1 min read.Updated: 31 Aug 2021, 02:09 PM ISTLivemint
On Friday, the company announced the acquisition of exclusive rights to aid development and provide medical services to a 500-bed hospital to be built on a 3.5-acre parcel in Saket through its wholly owned subsidiary, Alps Hospital Ltd
Max Healthcare Institute Ltd’s shares are up more than 5% on Tuesday during trading hours on the National Stock Exchange. With this, the stock of one of the country’s largest private healthcare providers, has now gained more than 15% in the past two days.
The reason for the excitement is simple. On Friday, the company announced the acquisition of exclusive rights to aid development and provide medical services to a 500-bed hospital to be built on a 3.5-acre parcel in Saket (South Delhi) through its wholly owned subsidiary, Alps Hospital Ltd.
Analysts have approved of this deal. “The deal is attractive both from a strategic and financial point of view and is a testament to the new management’s ability and intent to grow aggressively, but selectively," said analysts from HDFC Securities Institutional Equities in a report on 30 August.
Note that the land is situated between Max’s existing hospitals at Saket and Saket Smart (trust). This would allow seamless integration between its facilities.
“The acquisition makes Max Saket contiguous, which will turn into a 2,300-bed hospital complex once fully developed. With current operations fully optimized, a key challenge for Max is to find ways to deploy capital efficiently. We believe this expansion offers Max a great opportunity to deploy capital in an efficient manner," said analysts from Jefferies India Pvt. Ltd in a report on 29 August. Further, a larger hospital can host more departments, offering a more comprehensive care solution for patients.

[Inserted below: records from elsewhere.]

PR #9896, opened 2023-03-04
Check all swizzle components for red, not just [0]

### LINKED ISSUE #9805: Story of seasons wonderful life visual glitch

### Affected Build(s)

Yuzu 1154

### Description of Issue

There are there lines that appear everywhere at certain times of day in game. Its a universal glitch everyone who trys to run the game on yuzu experiences.

### Expected Behavior

4b4916c5e7a47384a5afbd7abc285b4c68dce928

### Reproduction Steps

it happens on title screen and when loading any part of the game. its worse indoors

### Log File

dont know how to get log file

### System Configuration

CPU:
GPU/Driver:nvidia 2070
RAM:8gigs
OS:windows

Kelebek1:
Third time's the charm? Thanks to @bylaws for helping out with this one.

Instead of only checking component[0] for red, check all components. Red and green usage here should be exclusive (as per ByLaws), swizzles should only contain either red or green and not both. If no red is found it's assumed green, but if there's no green either and all the components are either zero or one, then that should also be fine, since they'll return constants anyway it doesn't matter if it tries to pull from depth or stencil.

Closes #9805. Hopefully for the last time.

### DIFF
--- a/src/video_core/renderer_opengl/gl_texture_cache.cpp
+++ b/src/video_core/renderer_opengl/gl_texture_cache.cpp
@@ -112,13 +112,17 @@ GLenum ImageTarget(Shader::TextureType type, int num_samples = 1) {
     return GL_NONE;
 }
 
-GLenum TextureMode(PixelFormat format, bool is_first) {
+GLenum TextureMode(PixelFormat format, std::array<SwizzleSource, 4> swizzle) {
+    bool any_r =
+        std::ranges::any_of(swizzle, [](SwizzleSource s) { return s == SwizzleSource::R; });
     switch (format) {
     case PixelFormat::D24_UNORM_S8_UINT:
     case PixelFormat::D32_FLOAT_S8_UINT:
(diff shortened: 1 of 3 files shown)


src/video_core/renderer_opengl/gl_texture_cache.cpp
```diff
@@ -112,13 +112,17 @@ GLenum ImageTarget(Shader::TextureType type, int num_samples = 1) {
     return GL_NONE;
 }
 
-GLenum TextureMode(PixelFormat format, bool is_first) {
+GLenum TextureMode(PixelFormat format, std::span<SwizzleSource> swizzle) {
```
Morph1984, line 115: Passing this small 4 byte array by copy is likely to be faster than passing a span
```suggestion
GLenum TextureMode(PixelFormat format, std::array<SwizzleSource, 4> swizzle) {
```

Kelebek1: Should I just pass it by reference?

liamwhite (approved):

PR #9906, opened 2023-03-05
input_common: Increase mouse sensitivity range

german77:
After talking with some metroid fans we arrived at the conclusion that high dpi mouses move really fast and even 1% still too fast for yuzu. Motion from mouse also felt with a considerable delay and a bit choppy.

I addressed this issue by making the default sensitivity 50% instead of 10%, removing the smoothing filter, lowering the motion threshold, clamping the rotation speed and accumulating all inputs until they are delivered. This improves the feedback and play ability with mouse and keyboard.

### DIFF
--- a/src/input_common/drivers/mouse.cpp
+++ b/src/input_common/drivers/mouse.cpp
@@ -3,6 +3,7 @@
 
 #include <thread>
 #include <fmt/format.h>
+#include <math.h>
 
 #include "common/param_package.h"
 #include "common/settings.h"
@@ -11,8 +12,9 @@
 
 namespace InputCommon {
 constexpr int update_time = 10;
-constexpr float default_stick_sensitivity = 0.022f;
-constexpr float default_motion_sensitivity = 0.008f;
+constexpr float default_stick_sensitivity = 0.0044f;
+constexpr float default_motion_sensitivity = 0.0003f;
+constexpr float maximum_rotation_speed = 2.0f;
 constexpr int mouse_axis_x = 0;
 constexpr int mouse_axis_y = 1;
 constexpr int wheel_axis_x = 2;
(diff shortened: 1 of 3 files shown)


src/input_common/drivers/mouse.cpp
```diff
@@ -99,11 +101,13 @@ void Mouse::UpdateMotionInput() {
...
-        last_motion_change *= 0.93f;
-    } else {
-        last_motion_change.z *= 0.93f;
+    const float rotation_velocity = std::sqrt(last_motion_change.x * last_motion_change.x +
+                                              last_motion_change.y * last_motion_change.y);
+
+    if (rotation_velocity > maximum_rotation_speed / sensitivity) {
+        const float multiplier = maximum_rotation_speed / rotation_velocity / sensitivity;
+        last_motion_change.x = last_motion_change.x * multiplier;
+        last_motion_change.y = last_motion_change.y * multiplier;
```
Kewlan, line 110: This is to limit the max speed, right? Is this needed? If not, what's the purpose of this when using a mouse? I tested without this and think it's better for quick turnarounds.

Similar here: 
https://github.com/yuzu-emu/yuzu/blob/bd2aba183104bb88d66c9e48983b0840cd7339e4/src/input_common/drivers/mouse.cpp#L145-L150 Is this the same but for slow movements? I took this away too and it feels easier to aim more precise.

liamwhite (approved):

Kewlan (commented):
I tested this now and it feels much better! The main issue now is the input delay. When testing with uncapped FPS it feels perfect!

Some questions:

src/input_common/drivers/mouse.cpp
german77: I decided it would be a good idea to limit the turn speed to something decent since you can get crazy spins. If you feel it's limiting you we can bump the value up, right now is around 540° per second.

As for lines 145-150 those aren't related to motion but rather the analog stick so if you feel that changes something is pure placebo.

german77: As for the input delay I can't do much about it. Since we are already at the lowest we can achieve.

Kewlan: Increasing the max speed would be nice. For me `maximum_rotation_speed` doesn't need to be more than `2.0f`. But if an increased fps mod gets released, would this need to be even higher, or would lower work too since the game updates more frequently?

And yes, seems like the slow movement stuff was placebo!

bunnei (approved):

PR #9786, opened 2023-02-12
YFC - Engines: Implement Accelerate DMA Texture.

FernandoS27:
This implements host acceleration of the DMA engine. This is used in many games to download textures. Only implemented in Vulkan.

This improves performance in:
- Metroid Prime Remaster.
- Super Mario Sunshine.
- Super Mario Galaxy.

Among others.

PR #9913, opened 2023-03-07
AccelerateDMA: Refactor Buffer/Image copy code and implement for OGL

ameerj:
Deduplicates most of the AccelerateDMA Buffer <-> Image copy code added in #9786 and generalizes it within texture_cache.h rather than being rasterizer specific.

Also implements the code on the OpenGL rasterizer.


Kelebek1:
Seems like the image->ScaleUp/ScaleDown stuff is removed in this, is that intended?

FernandoS27:
Well ScaleUp/ScaleDown logic should be readded.

Now I had some plans for improving the perf which inclusing copying to 2 buffers (a async download buffer and a buffer cache buffer). Now that you added OGL, we'll likely need async texture downloads on it.

ameerj:
Scale logic is handled within image UploadMemory/DownloadMemory

FernandoS27 (approved):

PR #9933, opened 2023-03-10
video_core: Update texture format

vonchenplus:
Updates the texture format based on nVidia's open docs.


Kelebek1:
If you're going to use underscores, you should probably use them everywhere and make all formats the same. Right now it has all weird inconsistent styling. Put a note that the struct is in MSB -> LSB format, I think that would help clean up confusion as well.

It would be nice if all PixelFormat formats could be reversed into MSB -> LSB as well. This whole flipping formats back and forth is really confusing.

vonchenplus:
MSB LSB is back to a troublesome thing, the follow-up we slowly amended. underline I can unify a little.

liamwhite (approved):

PR #9951, opened 2023-03-13
configure_audio: Fix output mode setting not saving

Morph1984:


liamwhite (approved):

german77:
Now that I search for usages this setting is also unused. So probably is best to delete it to avoid having confusion in users

bunnei (approved):

PR #9953, opened 2023-03-15
service: nfp: Actually write correct crc

german77:
Slowly getting closer. Previously I kind of stubbed the functions now I actually feed the correct data to generate a valid crc.


liamwhite (approved):

src/core/hle/service/nfp/nfp_device.cpp
```diff
@@ -838,6 +846,31 @@ void NfpDevice::UpdateSettingsCrc() {
...
+        .mii_extension = tag_data.mii_extension,
+        .unknown2 = tag_data.unknown2,
+    };
+
+    std::array<u8, sizeof(CrcData)> data{};
+    memcpy(data.data(), &crc_data, sizeof(CrcData));
+    tag_data.register_info_crc = CalculateCrc(data);
+}
+
 u32 NfpDevice::CalculateCrc(std::span<const u8> data) {
```
Wunkolo, line 874: `boost-crc` is available I believe. So `boost::crc_32_type` can be utilized, such as here for example:

https://github.com/yuzu-emu/yuzu/blob/6d76a54d3768f45bb6aa7a1a4b4999a0b9b77e09/src/input_common/helpers/udp_protocol.cpp#L64C31-L72

bunnei (approved):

Meanwhile, the company’s June quarter results (Q1FY22) were strong with the operating margin expanding to an all-time high of 27.2%. Non-covid bed occupancy in Q1 was robust during the quarter at nearly 84%. Overall bed occupancy stood at 80.8%.
With margin drivers in place, HDFC Securities forecasts strong growth of about 29% Ebitda CAGR over the next five years. Ebitda is earnings before interest, tax, depreciation, and amortization, a key measure of profitability for companies. CAGR is short for compound annual growth rate.
Even so, the substantial appreciation in Max Healthcare’s shares could well cap meaningful upsides in the near future.